Reviewed by Calculator Editorial Team

This calculator solves systems of linear equations using the substitution method. It provides step-by-step solutions and visual representations of the results.

How to Use This Calculator

To solve a system of equations using the substitution method:

  1. Enter the coefficients and constants for each equation in the calculator form.
  2. Click the "Calculate" button to solve the system.
  3. Review the solution steps and the graphical representation of the equations.
  4. If needed, adjust the values and recalculate.

Note: The calculator currently supports systems of two equations with two variables. For larger systems, consider using matrix methods.

Substitution Method Explained

The substitution method is a technique for solving systems of linear equations. It involves solving one equation for one variable and substituting that expression into the other equation.

Steps in the Substitution Method

  1. Choose one equation and solve for one variable in terms of the other.
  2. Substitute this expression into the other equation.
  3. Solve the resulting equation for the remaining variable.
  4. Substitute this value back into one of the original equations to find the other variable.

For a system of equations:

a₁x + b₁y = c₁

a₂x + b₂y = c₂

The substitution method involves solving one equation for x or y and substituting into the other.

Worked Example

Let's solve the following system using the substitution method:

2x + 3y = 8

4x - y = 10

Solution Steps

  1. Solve the second equation for y: y = 4x - 10
  2. Substitute into the first equation: 2x + 3(4x - 10) = 8
  3. Simplify: 2x + 12x - 30 = 8 → 14x = 38 → x = 2.714
  4. Substitute x back into y = 4x - 10: y = 4(2.714) - 10 = 0.536

The solution to the system is x ≈ 2.714 and y ≈ 0.536.

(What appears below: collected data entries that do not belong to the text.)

PR #15870, opened 2023-10-04
[Bugfix] Fix Disco-CUDAGraph Integration

junrushao:
This PR fixed a bug introduced in #15827 since which the cudagraph's stream is discarded.

### DIFF
--- a/src/runtime/disco/nccl/nccl.cc
+++ b/src/runtime/disco/nccl/nccl.cc
@@ -140,9 +140,19 @@ struct CCLThreadLocalContext {
   deviceStream_t default_stream = nullptr;
   ncclComm_t comm;
 
-  void Clear() { NCCL_CALL(ncclCommDestroy(comm)); }
+  void Clear() {
+    NCCL_CALL(ncclCommDestroy(comm));
+    if (default_stream != nullptr) {
+      StreamDestroy(default_stream);
+    }
+  }
 
-  deviceStream_t GetDefaultStream() { return nullptr; }
+  deviceStream_t GetDefaultStream() {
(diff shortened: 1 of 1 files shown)


junrushao:
CC: @jinhongyii

Hzfengsy (approved):

src/runtime/disco/nccl/nccl.cc
```diff
@@ -140,9 +140,19 @@ struct CCLThreadLocalContext {
   deviceStream_t default_stream = nullptr;
   ncclComm_t comm;
 
-  void Clear() { NCCL_CALL(ncclCommDestroy(comm)); }
+  void Clear() {
+    NCCL_CALL(ncclCommDestroy(comm));
+    if (default_stream != nullptr) {
```
jinhongyii, line 145: IIUC, default_stream is always nullptr

tqchen: given in this case `default_stream` is a member that can be changed later, i think having such code is better. Note it is not the same as the default stream in the CUDA terminology, but in the nccl runtime

src/runtime/disco/nccl/nccl.cc
```diff
@@ -140,9 +140,19 @@ struct CCLThreadLocalContext {
...
+      StreamDestroy(default_stream);
+    }
+  }
 
-  deviceStream_t GetDefaultStream() { return nullptr; }
+  deviceStream_t GetDefaultStream() {
+    const auto* func = tvm::runtime::Registry::Get("runtime.get_" TVM_DISCO_DEVICE_NAME "_stream");
```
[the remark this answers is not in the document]
junrushao: it's initialized in cudagraph

jinhongyii (approved):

Frequently Asked Questions

What is the substitution method?
The substitution method is a technique for solving systems of linear equations by solving one equation for one variable and substituting that expression into the other equation.
When should I use the substitution method?
The substitution method is particularly useful when one of the equations can be easily solved for one variable, making substitution straightforward.
What if the system has no solution?
If the equations are parallel (same slope but different y-intercepts), the system has no solution. The calculator will indicate this case.